Reinsurers play a vital role in the market by allowing consumer-facing insurance companies to offload some of their risk, which limits the financial hit from a major event such as a natural disaster. Recently, however, the cost of reinsurance has increased significantly, and this is feeding into higher premiums.

Flooding in New Zealand  this year was one of the country’s worth catastrophes for insurers on record.

Flooding in New Zealand this year was one of the country’s worth catastrophes for insurers on record.Credit: AP

At QBE’s half-year results on Thursday, chief executive Andrew Horton said reinsurers had in recent times judged this part of the world be riskier – a trend that has also been raised by domestic-focused insurance companies.

Australia’s insurance sector has been recovering from a run of disasters, and the east-coast floods of early 2022 were the most expensive insurance event in the nation’s history, surpassing the previous record held by a 1999 Sydney hail storm.

Horton said QBE was different to other insurers because it purchased one global program of reinsurance, rather than one purely for the Australian market, but higher reinsurance rates were one reason premiums have been increasing.

Loading

“I think in times gone by, reinsurers saw Australia and New Zealand as lower risk areas, where they probably charged less than they would do... in the US because the US has had hurricanes for years and therefore they charge for that,” Horton said.

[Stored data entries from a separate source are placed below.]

PR #105, opened 2019-10-15
Assignment2

kenny2892:


Logger/FileLogger.cs
```diff
@@ -0,0 +1,24 @@
...
+        public FileLogger(string filePath)
+        {
+            path = filePath;
+        }
+
+        public override void Log(LogLevel logLevel, string message)
+        {
+            if(!(path is null) && File.Exists(path))
+            {
+                string output = DateTime.Now.ToString("MM/dd/yyyy hh:mm:ss tt") + " " + ClassName + " " + logLevel + ": " + message;
```
CDobbins1: Using this format, consecutive logs will result in messages being appended on the same line; rather than appending messages on a new line . Consider adding "\n" to the end of the string or a similar method.

markdietzler:
Question: Why not use a List of type string in the file logger tester instead of a string array?

I didn't use one either, too much :effort: to get it working.

Logger/FileLogger.cs
kenny2892: Thanks, I added NewLine to the output.

kenny2892:
> Why not use a List of type string in the file logger tester instead of a string array?

I honestly wasn't really thinking about it. I just needed to add some kind of text to create the temp file.

Logger.Tests/FileLoggerTests.cs
```diff
@@ -1,10 +1,35 @@
...
-        
+        [TestMethod]
+        public void Log_Output()
+        {
+            string filePath = Path.GetRandomFileName();
+            try
+            {
+                // Arrange
+                string[] whiteSpace = new string[] { "" };
+                File.AppendAllLines(filePath, whiteSpace);
```
AaronSauther: Nice way to simply test that data is indeed being written to a file!

Logger/FileLogger.cs
```diff
@@ -0,0 +1,24 @@
+﻿using System;
+using System.IO;
+
+namespace Logger
+{
+    public class FileLogger : BaseLogger
+    {
+        private string path;
```
Keboo: Fields should be named underscore PascalCase
```suggestion
        private string _Path;
```

Logger/FileLogger.cs
```diff
@@ -0,0 +1,24 @@
...
+
+        public FileLogger(string filePath)
+        {
+            path = filePath;
+        }
+
+        public override void Log(LogLevel logLevel, string message)
+        {
+            if(!(path is null) && File.Exists(path))
```
Keboo: Generally if you are going to check `path` for null you would do it at the point it is passed it, not when it is used. 

Logger/FileLogger.cs
```diff
@@ -0,0 +1,24 @@
...
+            {
+                string output = DateTime.Now.ToString("MM/dd/yyyy hh:mm:ss tt") + " " + ClassName + " " + logLevel + ": " + message + Environment.NewLine;
```
```suggestion
                string output = $"{DateTime.Now:MM/dd/yyyy hh:mm:ss tt} {ClassName} {logLevel}: {message}{Environment.NewLine}";
```

Logger/LogFactory.cs
```diff
@@ -2,10 +2,19 @@
 {
     public class LogFactory
     {
+        private string path;
```
```suggestion
        private string _Path;
```

Logger.Tests/FileLoggerTests.cs
```diff
@@ -1,10 +1,35 @@
...
+                string output = text[text.Length - 1];
+
+                // Assert 
+                Assert.AreEqual(DateTime.Now.ToString("MM/dd/yyyy hh:mm:ss tt") + " " + logger.ClassName + " Error: Hello World", output);
+            }
+            finally
+            {
+                File.Delete(filePath);
+            }
+        }
```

“So I think their view of Australia and New Zealand is... it is a more risky area than it has been before.”

QBE faced increased reinsurance costs from the start this year, and Horton said it had been incorporating these into its premiums.

Advertisement

“I would say the reinsurance market didn’t really respond that much up until the end of last year, and then it all caught up with them, and then it was quite a big knee-jerk reaction, not only here but throughout the rest of the world,” he said.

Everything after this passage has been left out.